[Available data]:
PR #2319, opened 2018-02-28
[INFINITY-3283] Allow restart and force-complete of all plan elements

gabrielhartmann:


sdk/scheduler/src/main/java/com/mesosphere/sdk/http/PlansResource.java
```diff
@@ -421,4 +419,8 @@ private static JSONObject getCommandResult(String command) {
                 "message",
                 String.format("Received cmd: %s", command)));
     }
+
+    static JSONObject getPlanCommandResult(String cmd, String plan, String phase, String step) {
```
nickbp: This could be `private` but don't block on this

gabrielhartmann: oh yeah, thanks.  Artifact of earlier version.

[What to produce]: Print the entries again so that each one matches exactly.

[Answer for the task]:
PR #2319, opened 2018-02-28
[INFINITY-3283] Allow restart and force-complete of all plan elements

gabrielhartmann:


sdk/scheduler/src/main/java/com/mesosphere/sdk/http/PlansResource.java
```diff
@@ -421,4 +419,8 @@ private static JSONObject getCommandResult(String command) {
                 "message",
                 String.format("Received cmd: %s", command)));
     }
+
+    static JSONObject getPlanCommandResult(String cmd, String plan, String phase, String step) {
```
nickbp: This could be `private` but don't block on this

gabrielhartmann: oh yeah, thanks.  Artifact of earlier version.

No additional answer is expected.